The Independent Brewers Association (IBA) has reacted to the acquisition of Balter Brewing Co by CUB, explaining that the brewery is no longer eligible to be a member.

“All business owners have the right to make that decision and we congratulate them for taking the leap to start a business and for getting some form of return for their efforts,” the IBA said in a statement.

“However, their IBA membership had already lapsed and as they have made the decision to sell the business to a large brewer, they made that decision in full knowledge that they are no longer eligible to be a member of the IBA.”

The industry has seen another group of formerly independent breweries get bought by big international brewers, and the IBA believes that is the improvement and growth of independent breweries that has driven these acquisitions.

In June 2018, independent beer represented 6% of total beer volume and had grown by 25% compared to the previous year, showcasing the growth of the category.

“It’s not the IBA’s place to comment around each situation and instance, and what drove each sale from the seller’s perspective,” the IBA said in a statement. “However, we can say that the continued growth and excitement the independent brewers are experiencing is driving the large brewers to be far more acquisitive.

“That response is a real sign that independent brewers are successfully tapping into the growing thirst for independent beer which is driving the growth of distribution and is building strong market share as a segment within the broader beer market.”

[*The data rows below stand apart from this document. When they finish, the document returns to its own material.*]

PR #358, opened 2021-07-20
Game loop timing improvements

thatcosmonaut:
1) We were polling events before sleeping, which was causing input latency.

2) Currently our fixed timestep sleep puts us entirely at the mercy of the system scheduler, so now we sleep for 1ms intervals, checking worst case timing the system sleeps for, and making adjustments based on that.

### DIFF
--- a/src/Game.cs
+++ b/src/Game.cs
@@ -212,6 +212,9 @@ namespace Microsoft.Xna.Framework
 		private long previousTicks = 0;
 		private int updateFrameLag;
 		private bool forceElapsedTimeToZero = false;
+		private TimeSpan[] previousSleepTimes = new TimeSpan[100];
+		private int sleepTimeIndex = 0;
+		private TimeSpan worstCaseSleepPrecision = TimeSpan.FromMilliseconds(1);
 
 		private static readonly TimeSpan MaxElapsedTime = TimeSpan.FromMilliseconds(500);
 
@@ -250,6 +253,10 @@ namespace Microsoft.Xna.Framework
 			IsFixedTimeStep = true;
 			TargetElapsedTime = TimeSpan.FromTicks(166667); // 60fps
 			InactiveSleepTime = TimeSpan.FromSeconds(0.02);
+			for (int i = 0; i < previousSleepTimes.Length; i += 1)
+			{
+				previousSleepTimes[i] = TimeSpan.FromMilliseconds(1);
+			}
 
 			textInputControlDown = new bool[FNAPlatform.TextInputCharacters.Length];
 			textInputControlRepeat = new int[FNAPlatform.TextInputCharacters.Length];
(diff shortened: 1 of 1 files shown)


flibitijibibo:
CC @mrhelmut, who is the last person to look at Game.Tick() from what I can tell.

In our local testing this seems to be a dramatic improvement for the hardware we have - timing is very stable and input isn't laggy anymore, and we've given this to some speedrunners to verify. We would like the MonoGame team's input, however, because for the most part we share the core Tick(), so in addition to sharing a really important change with MonoGame it'd be great if both projects could test this with a lot of hardware, since we still don't know how sensitive this is across the various CPUs running games today. We'll continue to test this locally but we would love to be able to share a potentially huge improvement with as many developers and players as possible.

src/Game.cs
```diff
@@ -212,6 +212,9 @@ public GameWindow Window
 		private long previousTicks = 0;
 		private int updateFrameLag;
 		private bool forceElapsedTimeToZero = false;
+		private TimeSpan[] previousSleepTimes = new TimeSpan[100];
```
jaedan, line 215: If you make the array a power of two size, like 64, you can get rid of the expensive mod operation below and switch to a cheap bit mask.

src/Game.cs
```diff
@@ -854,18 +865,38 @@ private void RunLoop()
...
+			previousTicks = currentTicks;
+			return timeAdvanced;
+		}
+
+		/* To calculate the sleep precision of the OS, we take the worst case
+		 * time spent sleeping over the results of previous requests to sleep 1ms.
+		 */
+		private void UpdateEstimatedSleepPrecision(TimeSpan timeSpentSleeping)
+		{
+			previousSleepTimes[sleepTimeIndex] = timeSpentSleeping;
```
jaedan, line 887: You know the previous worst case - it's saved in worstCaseSleepPrecision. You also know your current index. So the only way the worst case changes is if you either 1) just got a new worst case, or 2) the worst case was the oldest entry on the list. You can check that quickly with something like this:

```
if (timeSpentSleeping >= worstCaseSleepPrecision)
{
    worstCaseSleepPrecision = timeSpentSleeping;
}
else if (previousSleepTimes[sleepTimeIndex] == worstCaseSleepTime)
{
    var maxSleepTime = TimeSpan.MinValue;
    for (int i = 0; i < previousSleepTimes.Count; i++)
    {
        if (previousSleepTimes[i] > maxSleepTime)
        {
            maxSleepTime = sleepTime;
        }
    }
    worstCaseSleepPrecision = maxSleepTime;
}

previousSleepTimes[sleepTimeIndex] = timeSpentSleeping;
sleepTimeIndex = (sleepTimeIndex + 1) & SLEEP_TIME_MASK;
```

flibitijibibo: Crap, obvious catch, thanks for finding this >_<

thatcosmonaut: Seconded, thanks for this.

thatcosmonaut:
Moving to https://github.com/FNA-XNA/FNA/pull/359 so we can work from upstream.

PR #359, opened 2021-07-20
Game loop timing improvements

thatcosmonaut:
1) We were polling events before sleeping, which was causing input latency.

2) Currently our fixed timestep sleep puts us entirely at the mercy of the system scheduler, so now we sleep for 1ms intervals, keep track of the worst case timing the system sleeps for, and make adjustments based on that. Then we SpinWait for the final timing interval. So far this approach seems to grant very smooth timing.

Replacement DLLs built with this patch are hosted here: http://moonside.games/files/FNATimingFix.zip

### DIFF
--- a/src/Game.cs
+++ b/src/Game.cs
@@ -212,6 +212,9 @@ namespace Microsoft.Xna.Framework
 		private long previousTicks = 0;
 		private int updateFrameLag;
 		private bool forceElapsedTimeToZero = false;
+		private TimeSpan[] previousSleepTimes = new TimeSpan[100];
+		private int sleepTimeIndex = 0;
+		private TimeSpan worstCaseSleepPrecision = TimeSpan.FromMilliseconds(1);
 
 		private static readonly TimeSpan MaxElapsedTime = TimeSpan.FromMilliseconds(500);
 
@@ -250,6 +253,10 @@ namespace Microsoft.Xna.Framework
 			IsFixedTimeStep = true;
 			TargetElapsedTime = TimeSpan.FromTicks(166667); // 60fps
 			InactiveSleepTime = TimeSpan.FromSeconds(0.02);
+			for (int i = 0; i < previousSleepTimes.Length; i += 1)
+			{
+				previousSleepTimes[i] = TimeSpan.FromMilliseconds(1);
+			}
 
 			textInputControlDown = new bool[FNAPlatform.TextInputCharacters.Length];
 			textInputControlRepeat = new int[FNAPlatform.TextInputCharacters.Length];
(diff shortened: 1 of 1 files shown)


flibitijibibo (approved):
The feedback we've gotten has been positive, but limited. So I'll make the call: This isn't going into 21.08, but will be the very first commit after the tag. Developers will have the entire month to try this out, and we'll bring it up in the 21.08 announcement post.

src/Game.cs
```diff
@@ -212,6 +212,12 @@ public GameWindow Window
 		private long previousTicks = 0;
 		private int updateFrameLag;
 		private bool forceElapsedTimeToZero = false;
+		// must be a power of 2 so we can do a bitmask optimization when checking worst case
```
flibitijibibo, line 215:
```suggestion

		// must be a power of 2 so we can do a bitmask optimization when checking worst case
```

src/Game.cs
```diff
@@ -854,18 +868,62 @@ private void RunLoop()
...
+		/* To calculate the sleep precision of the OS, we take the worst case
+		 * time spent sleeping over the results of previous requests to sleep 1ms.
+		 */
+		private void UpdateEstimatedSleepPrecision(TimeSpan timeSpentSleeping)
+		{
+			/* It is unlikely that the scheduler will actually be more imprecise than
+			 * 4ms and we don't want to get wrecked by a single long sleep so we cap this
+			 * value at 4ms for sanity.
+			 */
+			var upperTimeBound = TimeSpan.FromMilliseconds(4);
```
flibitijibibo, line 894:
```suggestion
			TimeSpan upperTimeBound = TimeSpan.FromMilliseconds(4);
```

src/Game.cs
```diff
@@ -854,18 +868,62 @@ private void RunLoop()
...
+			 * is if we either 1) just got a new worst case, or 2) the worst case was
+			 * the oldest entry on the list.
+			 */
+			if (timeSpentSleeping >= worstCaseSleepPrecision)
+			{
+				worstCaseSleepPrecision = timeSpentSleeping;
+			}
+			else if (previousSleepTimes[sleepTimeIndex] == worstCaseSleepPrecision)
+			{
+				var maxSleepTime = TimeSpan.MinValue;
```
flibitijibibo, line 912:
```suggestion
				TimeSpan maxSleepTime = TimeSpan.MinValue;
```

Also, do we care that we're initializing these inside the function each time? Does `const` make these static inside the function or should we have them as const values at the top with the other new variables?

src/Game.cs
```diff
@@ -854,18 +868,62 @@ private void RunLoop()
...
+				for (int i = 0; i < previousSleepTimes.Length; i++)
```
flibitijibibo, line 913:
```suggestion
				for (int i = 0; i < previousSleepTimes.Length; i += 1)
```

flibitijibibo (changes requested):
Mostly cosmetic stuff coming in at the last minute, though the TimeSpan constructors have me wondering if we can make this a tiny bit faster.

src/Game.cs
thatcosmonaut: TimeSpan is a struct and the constructor doesn't do a whole lot. I think this would be an unnecessary micro-optimization

https://github.com/dotnet/runtime/blob/main/src/libraries/System.Private.CoreLib/src/System/TimeSpan.cs

PR #362, opened 2021-09-11
Add Srgb render target support

bartwe:


flibitijibibo (changes requested):
Need to undo the submodule update and fix tabbing, otherwise fine

bartwe:
How do you mean 'undo the submodule?' it contains required changes

flibitijibibo:
We have to use the revision that gets merges into the master branch first - I'll merge that first, then we can use that revision for this patch.

src/Graphics/SurfaceFormat.cs
```diff
@@ -98,5 +98,10 @@ public enum SurfaceFormat
 		/// Unsigned 32-bit ABGR pixel format for store 8 bits per channel (XNA3)
 		/// </summary>
 		ColorBgraEXT,
-	}
+		/// <summary>
+		/// Unsigned 32-bit ARGB pixel format for store 8 bits per channel.
+		/// Byte encoding is in sRGB colorspace, read in shader in linear colorspace.
+		/// </summary>
+		ColorSrgbEXT,
+    }
```
flibitijibibo, line 106:
```suggestion
	}
```

src/Graphics/GraphicsAdapter.cs
```diff
@@ -206,6 +206,7 @@ public bool IsProfileSupported(GraphicsProfile graphicsProfile)
 			 * -flibit
 			 */
 			if (	format != SurfaceFormat.Color &&
+				format != SurfaceFormat.ColorSrgbEXT &&
```
flibitijibibo, line 209: Should be at the bottom of the list

flibitijibibo (changes requested):
Couple minor things...

flibitijibibo:
Wrote in the bare minimum since this took too long... should be enough unless someone's hacking into ProfileCapabilities:

https://github.com/FNA-XNA/FNA/commit/7fb834b7ad59d81d2b3eb783f7673fb1d0c6e3e5

PR #371, opened 2021-12-26
Add support for multiple video tracks

kiddkaffeine:


flibitijibibo:
Functionally it makes sense, but let's simplify this by disallowing video streams where size does not match. Theorafile could possibly support it separately, but similar to audio we should assert that the formats should be identical; you should only need to change streams for non-technical reasons (i.e. language changes). For different formats, different files should be used - trying to support multiple formats in one container is too error-prone given the XNA spec's constraints.

kiddkaffeine:
Removed the logic for resizing VideoPlayer mid-stream.  This may be inadvisable anyway; changing video tracks midstream (even when everything is generally almost identical) generally seems to cause momentarily compression artifacting.

src/Media/Xiph/Video.cs
```diff
@@ -173,6 +173,13 @@ public void SetAudioTrackEXT(int track)
 			}
 		}
 
+		public void SetVideoTrackEXT(int track)
+		{
+			if (theora != IntPtr.Zero) {
```
flibitijibibo, line 178:
```suggestion
			if (theora != IntPtr.Zero)
			{
```

flibitijibibo (approved):
Just a newline and this is good

src/Media/Xiph/Video.cs
kiddkaffeine: Updated.

flibitijibibo:
If I don't rebuild tonight I'll likely get this merged on the 30th. If anyone wants to check those sizeof values between now and then, that'll help too.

With Balter stating the fast-tracking of its ambitions as one of the reasons for its acquisition, the IBA has restated its resolve to help independent breweries to grow as its plans the second phase of the Independent Seal roll out, including the introduction of the Supporter Seal.

“The IBA’s resolve remains as strong as it was prior to this announcement – we are here to help the remaining independent brewers work together, to step into the gap created, and to continue building strong sustainable independent businesses. 

“We need to maintain the integrity of Independent beer on behalf of the hundreds of brewers who remain truly independent and be focused on supporting the small independent brewers who will benefit from that.

“Independence still matters to the IBA as a collective of breweries and it still matters to the growing number of beer drinkers who place great value on it.

“Whilst an individual brewer has chosen to cast aside its independence for a range of reasons it does nothing to weaken the value that conscious drinkers place on independence, in fact, there is a possible argument to suggest that it emboldens it.”